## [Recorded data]

━━━━━━━━

PR #9739, opened 2020-03-26
GridTools/GridGenerator: add some functions to support dim-independent programming

nfehn:
The functions ``rotate()`` and ``extrude_triangulation()`` are currently only implemented for dim=2 or 3. This PR allows to write code that can be compiled for dim=2,3.

### DIFF
--- a/include/deal.II/grid/grid_generator.h
+++ b/include/deal.II/grid/grid_generator.h
@@ -1756,6 +1756,22 @@ namespace GridGenerator
     const std::vector<types::manifold_id> &manifold_priorities = {});
 
   /**
+   * Overload of extrude_triangulation() to allow dimension independent
+   * code to compile. This function throws an error when called, as
+   * extrude_triangulation() is only implemented to extrude a dim=2 to a dim=3
+   * Triangulation.
+   */
+  void
+  extrude_triangulation(
+    const Triangulation<2, 2> &            input,
+    const unsigned int                     n_slices,
+    const double                           height,
+    Triangulation<2, 2> &                  result,
+    const bool                             copy_manifold_ids   = false,
+    const std::vector<types::manifold_id> &manifold_priorities = {});
+
+
+  /**
    * Overload of the previous function. Take a 2d Triangulation that is being
    * extruded. Differing from the previous function taking height and number of
    * slices for uniform extrusion, this function takes z-axis values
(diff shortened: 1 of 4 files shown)


drwells:
The changes to rotate make sense but I'm not so sure about extrusion. What case did you find where we need an additional extrusion overload?

nfehn:
I get this error message

error: no matching function for call to extrude_triangulation(dealii::Triangulation<2, 2>&, unsigned int, const double&, dealii::Triangulation<2, 2>&)

drwells:
Sure, but what does the call site look like?

nfehn:
something like this
``
Triangulation<2> tria_2d;
Triangulation<dim> tria_dim;
GridGenerator::extrude_triangulation(tria_2d, foo, bar, tria_dim);
``

nfehn:
@drwells Did I answer your questions? Please let me know if I still misunderstood something.

include/deal.II/grid/grid_tools.h
```diff
@@ -454,8 +454,9 @@ namespace GridTools
    * the transform() function above, so the requirements on the triangulation
    * stated there hold for this function as well.
    */
+  template <int dim>
```
tjhei: can you please leave a ``@note`` here that this function is only supported for dim==2?

nfehn: I changed this. I have written only one ``=`` for consistency with the function below where it is written similarly.

drwells:
Sorry, I meant to get back to you on this. I think this is fine but we need to add documentation explaining the extrude is only available for 2D to 3D.

tjhei:
> I think this is fine

I also think that it is a bit weird but it does help make user code much simpler without having to rely on ``constexpr if`` (my code that uses extrude() always contains specialization based on dimension because of this).

include/deal.II/grid/grid_generator.h
```diff
@@ -1755,6 +1755,16 @@ namespace GridGenerator
     const bool                             copy_manifold_ids   = false,
     const std::vector<types::manifold_id> &manifold_priorities = {});
 
+  void
+  extrude_triangulation(
```
tjhei: Can you add a doxygen comment here please with something like:

Overload of extrude_triangulation() to allow dimension independent code to compile. This function throws an error when called as extrude_triangulation() is only implemented to extrude a dim=2 to a dim=3 Triangulation.

nfehn: I added some documentation. I thought `specialization` might be more appropriate than overload.

drwells: These are technically overloads since they do not have any template parameters :)

nfehn: Technically I agree, but I would say the way it is used is rather in a sense of template specialization. Should I change it to overload then?

drwells: To be clear on the resolution of this thread: the current text is overload so we're good :+1:

PR #9754, opened 2020-03-28
Also output the current time in .vtu files in step-52.

### LINKED ISSUE #9722: Time values of write_vtu seems to be incorrect?
I am raising this issue based on my experience with step-52 tutorial which solves a time-dependent PDE (diffusion equation) using a direct solver on a 2D square mesh with zero Dirichelet BCs (at the left and right edges), and zero Neumann BCs (at the top and bottom edges). 

I think there is something wrong with how the time values of the solution are written by .vtu files.
Just to highlight the issue, for now let us focus on files produced by the backward-euler  and dopri solvers. For the backward Euler run, the tutorial produces __20__ files, named `solution-backward_euler-000.vtu` through `solution-backward_euler-200.vtu`.  For the Dopri run, the tutorial produces __2790__ files, named `solution-dopri-000.vtu` through `solution-dopri-2790.vtu`.   

However, the end time of the simulation (t_final) is actually __10 seconds__.   After loading the backward Euler results into Paraview, the animation control shows the time as 0-20 seconds, while the time-range for the Dopri results are shows as 0-279 seconds. They both are incorrect. Naturally, this incorrectness also happens when using a "time annotation" on the view port.  Furthermore, the non-integer continuous time is not shown at all. This renders the communication of the results over the actual simulation time impossible. 

The filename is clearly appended with the time-step number (at every 10th time-step). Since, it shows the time-step as 1/10th of the value of its corresponding filename, how is Paraview getting this `mod 10` calculation? i.e. how is the time-step encapsulated into the solution vector?  

I thought the 'solution' variable is just a standard Vector type which cannot really hold 'time' anywhere. But the real-requirement is that we must indeed inform 'time' to the .vtu file somehow.  Also, interestingly step-26 which is a very similar problem (using an iterative solver) does not suffer from this issue.

Is this a bug in __write_vtu()__?

bangerth:
Fixes #9722.

/rebuild

### DIFF
--- a/doc/news/changes/minor/20200327Bangerth
+++ b/doc/news/changes/minor/20200327Bangerth
@@ -1,0 +1,4 @@
+Fixed: step-52 now also outputs the time (and not just the time step)
+in the VTU output files.
+<br>
+(Wolfgang Bangerth, 2020/03/27)
--- a/examples/step-52/step-52.cc
+++ b/examples/step-52/step-52.cc
@@ -94,7 +94,8 @@ namespace Step52
                                           const double          tau,
                                           const Vector<double> &y);
 
-    void output_results(const unsigned int               time_step,
+    void output_results(const double                     time,
+                        const unsigned int               time_step,
                         TimeStepping::runge_kutta_method method) const;
 
     // The next three functions are the drivers for the explicit methods, the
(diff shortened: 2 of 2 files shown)


krishnakumarg1984:
@bangerth this probably needs to be reopened again since the fix does not seem to work for the .vtu files produced by the embedded Runge Kutta methods.

PR #9755, opened 2020-03-28
Copy pieces of the module graph into some of the modules.

bangerth:
For some modules, this patch copies a subset of the big module graph into the
module documentation, with the current module highlighted. This makes it
easier to see the connections between modules not just from the documentation
front page, but also from the individual modules.

This is analogous to #9717 and a follow-up to #9687.

### DIFF
--- a/doc/doxygen/headers/dofs.h
+++ b/doc/doxygen/headers/dofs.h
@@ -60,4 +60,60 @@
  * such a way that the bandwidth of associated matrices is minimized. Finally,
  * the DoFTools namespace offers a variety of algorithms around handling
  * degrees of freedom.
+ *
+ * In the grand scheme of things, the pieces of this module interact
+ * with a variety of other parts of the library:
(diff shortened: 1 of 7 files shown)


bangerth:
On 3/28/20 5:06 AM, Peter Munch wrote:
> I far as I see the only difference between the pictures are the highlighted box.
Yes -- these are the core components of the library, so they all got the same 
graph, just different highlighting. I was going to follow up for the remaining 
modules with more customized graphs.

peterrum:
@bangerth Would you mind if I fix the order of `Mapping`, `Quadrature`, `Finite elements`, and `Triangulation` so that it is consistent with the main page? Also why did you keep `OpenCASCADE` and `gmsh` in pictures? I would suggest to keep the first one only in `Manifold` and the second one in `Triangulation` module page.

bangerth:
@peterrum -- yes to all!

PR #6431, opened 2018-05-03
LinearOperator: Implement a mean value filter operator

tamiko:
Closes #6332

PR #5352, opened 2017-10-28
Deprecate BlockTrianglePrecondition and BlockMatrixArray.

drwells:
Closing #3733 reminded me that we still need to deprecate these two classes.

I made some small improvements to the documentation along the way: in particular, I found it hard to figure out how to set up a `BlockLinearOperator` with multiple matrix types so I added a little example up front.

PR #9761, opened 2020-03-28
Delete BlockMatrixArray and MeanValueFilter

masterleinad:
Deprecated in #5352 and #6431.


examples/doxygen/block_matrix_array.cc
```diff
@@ -1,111 +0,0 @@
-// ---------------------------------------------------------------------
```
bangerth: Oh nice -- we should just empty that whole directory!

PR #9764, opened 2020-03-28
Template Utilities::pow()

### LINKED ISSUE #9762: Create a templated version of `Utilities::pow()`
```cpp
   template<typename T>
   constexpr T
   pow(const T base, const int iexp);
```

peterrum:
closes #9762

### DIFF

━━━━━━━━

## [AIM OF THE EXERCISE]
Every line above from the line with "easier to see" to the line with "On 3/28/20 5:06", both included, must be reproduced exactly, and no other line may appear.

## [ANSWER TO THE PROBLEM]
easier to see the connections between modules not just from the documentation
front page, but also from the individual modules.

This is analogous to #9717 and a follow-up to #9687.

### DIFF
--- a/doc/doxygen/headers/dofs.h
+++ b/doc/doxygen/headers/dofs.h
@@ -60,4 +60,60 @@
  * such a way that the bandwidth of associated matrices is minimized. Finally,
  * the DoFTools namespace offers a variety of algorithms around handling
  * degrees of freedom.
+ *
+ * In the grand scheme of things, the pieces of this module interact
+ * with a variety of other parts of the library:
(diff shortened: 1 of 7 files shown)


bangerth:
On 3/28/20 5:06 AM, Peter Munch wrote:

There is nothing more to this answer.